In La Virreina’s smaller space, there is a large collection of war photography by Ricard Garcia Vilanova documenting the pain and daily lives of Syrians. In correlation with the refugee aid, the collection of photographs includes images of peaceful protests, videos recording compromised changes in attitude that occur during war, and images too gruesome and unaltered to recall here. The art institution is the perfect place in which to view political images that can otherwise be poorly influenced by surrounding media.

Blue Project Foundation, Little is Left to Tell: Calvino After Calvino
12 June to 31 October

Blue Project Foundation presents twelve works carefully selected to demonstrate the role of Italo Calvino’s Six Memos for the Next Millennium (1985) in the contemporary moment. The six concepts – lightness, quickness, exactitude, visibility, multiplicity and consistency – were meant to define the values of language and culture as it entered the next millennium. The works chosen in pairs for each of Calvino’s memos mimic the balance he strikes in each lecture by writing about each of the concept’s opposites. Calvino’s ruminations on lightness are ultimately about its unattainability.

By committing to things we value for lightness, the constrictions eventually prove an unbearable weight. Lightness as a quality is held to many lights, but those that resonate with the two artworks by Elmgreen & Dragset and Sam Taylor-Wood are to do with human presence vs. absence, and humor vs. melancholy. The weight of the body is lighter in spirit than its absence, humour is comedy without bodily weight and melancholy is a light, shallow sadness. Second Chance (2013) by Elmgreen & Dragset is an empty noose hung on a post made of weathered and waxed bronze. The heavy material and weight of the decision implied by the noose is balanced by the melancholy of death with no subject. Bram Stoker’s Chair VII (2005) by Taylor-Wood addresses lightness through the body, part of a photographic series in which a girl hovers as she falls off a tipping chair.

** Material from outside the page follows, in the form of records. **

PR #2770, opened 2025-09-12
Add `start_time ` and `end_time` to session events

### LINKED ISSUE #2769: Add `start_time` and `end_time` to session events
### Area(s)

area:session

### Context

Sessions are defined as user sessions that expire after a period of inactivity. This is how it has been implemented in OTel Android and iOS.

1. Android - https://github.com/open-telemetry/opentelemetry-android/blob/7afdd119fa77adbaa2bf29c49a2404f4027b0b99/android-agent/src/main/kotlin/io/opentelemetry/android/agent/session/SessionIdTimeoutHandler.kt#L28
2. iOS - https://github.com/open-telemetry/opentelemetry-swift/pull/899

This also fits the "time based expiration" strategy defined by Google - https://support.google.com/analytics/answer/2731565?hl=en#zippy=%2Cin-this-article

### Problem

The problem with this approach is that we don't know when these sessions truly expire, since semantic convention for `session.end` only includes the default observed timestamp provided out of the box. 

* Observed timestamp of `session.end` (aka `timeUnixNano`) is when the session end event was observed and logged. 
* However, true `session.end` should be calculated as the start of the final period of inactivity. This should be thought of as the last timestamp when the session was extended. (It can also be thought of as `expiryTime` minus `sessionTimeout`). 

### Solution

I propose to add `session.end_time` to session end events as a mandatory field (in unix nanoseconds), because the current observed timestamp does not accurately describe the actual session lifecycle. 

### Tip

williazz:
Fixes #2769

## Changes

Sessions start and end events are currently marked by their observed timestamps; however, these do not represent the true session lifecycle. Session are implement with time-based expirations that represent a user session. This means that session `start_time` and `end_times` occur earlier than when they are finally logged. 

1. `timeUnixNano` - timestamp of when the session start and end events are logged. 
2. `session.start_time` - timestamp of when the session was first created. This occurs either on the initial app start, or when a previous session was observed to be expired. 
3. `session.end_time` - timestamp of when the session ended. This can be thought of as the last timestamp during which the session was extended, or as session expire time minus session timeout interval. 

## Diff

`session.start` event
1. Add `session.start_time`

`session.end` event
1. Add `session.start_time`
2. Add `session.end_time`
3. Add `session.previous_id` (seemed strange that this was previously missing).

* [ x ] [CONTRIBUTING.md](https://github.com/open-telemetry/semantic-conventions/blob/main/CONTRIBUTING.md) guidelines followed.
* [ x ] Change log entry added, according to the guidelines in [When to add a changelog entry](https://github.com/open-telemetry/semantic-conventions/blob/main/CONTRIBUTING.md#when-to-add-a-changelog-entry).
* [ x ] Links to the prototypes or existing instrumentations (when adding or changing conventions)

### DIFF
--- a/model/session/registry.yaml
+++ b/model/session/registry.yaml
@@ -13,6 +13,11 @@ groups:
       When a session reaches end of life, typically due to user inactivity or session timeout, a new session identifier
       will be assigned. The previous session identifier may be provided by the instrumentation so that telemetry
       backends can link the two sessions.
+
+      When a session expires, then the end time is calculated by the expiry timestamp minus the session timeout interval.
+      This is not necessarily the same as when session events are recorded, since they are only created after a period of inactivity.
+      To account for this difference, session `start_time` and `end_time` represent the true session lifecycle, whereas `timeUnixNano`
+      marks when session events are observed.
     attributes:
       - id: session.id
         type: string
@@ -24,3 +29,13 @@ groups:
         stability: development
         brief: "The previous `session.id` for this user, when known."
         examples: "00112233-4455-6677-8899-aabbccddeeff"
+      - id: session.start_time
+        type: int
+        stability: development
+        brief: "The timestamp when the session started (in unix nanoseconds)."
+        examples: 1757348655674899200
+      - id: session.end_time
+        type: int
+        stability: development
+        brief: "The timestamp when the session expired (in unix nanoseconds)."
+        examples: 1757348656658491100
--- a/.chloggen/feat_sessions.yaml
+++ b/.chloggen/feat_sessions.yaml
@@ -1,0 +1,25 @@
+# Use this changelog template to create an entry for release notes.
+#
+# If your change doesn't affect end users you should instead start
+# your pull request title with [chore] or use the "Skip Changelog" label.
+
+# One of 'breaking', 'deprecation', 'new_component', 'enhancement', 'bug_fix'
+change_type: enhancement
+
+# The name of the area of concern in the attributes-registry, (e.g. http, cloud, db)
+component: session
+
+# A brief description of the change. Surround your text with quotes ("") if it needs to start with a backtick (`).
+note: Add `start_time` and `end_time` to session events to represent true lifecycle.
+
+# Mandatory: One or more tracking issues related to the change. You can use the PR number here if no issue exists.
+# The values here must be integers.
+issues: [2769]
+
+# (Optional) One or more lines of additional information to render under the primary note.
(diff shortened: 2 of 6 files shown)


model/session/registry.yaml
```diff
@@ -24,3 +29,13 @@ groups:
...
+      - id: session.start_time
+        type: int
+        stability: development
+        brief: "The timestamp when the session started (in unix nanoseconds)."
+        examples: 1757348655674899200
+      - id: session.end_time
+        type: int
+        stability: development
+        brief: "The timestamp when the session expired (in unix nanoseconds)."
+        examples: 1757348656658491100
```
thompson-tomo, line 41: Type should be string in ISO 8601 format as per https://github.com/open-telemetry/semantic-conventions/blob/main/docs/how-to-write-conventions/README.md.

thompson-tomo, line 41: Feel this should be session.end.time to potentially allow for other attributes in the future to describe the ending of the session.

model/session/registry.yaml
```diff
@@ -24,3 +29,13 @@ groups:
         stability: development
         brief: "The previous `session.id` for this user, when known."
         examples: "00112233-4455-6677-8899-aabbccddeeff"
+      - id: session.start_time
+        type: int
+        stability: development
+        brief: "The timestamp when the session started (in unix nanoseconds)."
+        examples: 1757348655674899200
```
thompson-tomo, line 36: When would this differ from the event time? Could we perhaps go with an event.occured attribute which would be reusable by other signals?

breedx-splk:
I don't agree with this -- the intention of the session events is to report when a session starts and when a session ends. The timestamp of the event is the time that the session start/end event happened. Why complicate that? If an implementation reports something different, then it will in accurate. 

I don't think that we should try and account for that with additional (and frankly confusing) timestamps.

williazz:
The problem can be solved by using `timestamp` vs `observedTimestamp`, so I am closing this issue. 

> I don't agree with this -- the intention of the session events is to report when a session starts and when a session ends. The timestamp of the event is the time that the session start/end event happened. Why complicate that? If an implementation reports something different, then it will in accurate.

The problem is already implied by otel convention for timestamp vs observedtimestamp, so I don't mean to over-complicate things. So for example, session end should probably be reported with timestamp=expiry and observedTimestamp=now. This is a good idea because by the time you realize your session had expired, it could be days later and cause your session data to look very strange.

The body is captured in the moment beyond gravity’s forgiveness and before the velocity of descent, suspended in a moment of humour before the pain and inevitable crash guaranteed by her sharp shadow (a shadow lacking behind the chair). A text based on dualities so universal might have lead to a vacuous collection of works. The sculptures, digital programs, photographs and paintings by Dora Garcia, Michael Sailstorfer, Elmgreen & Dragset, Sam Taylor-Wood, Ryan McGinley, Daniel Firman, Ignasi Aballi, Rafael Lozano-Hemmer, Xavier Veilhan, Sophie Calle, Laurent Grasso and Gianni Motti not only validate the values identified by Calvino, but also prove the challenges of cultural evolution in a digital age of creative production.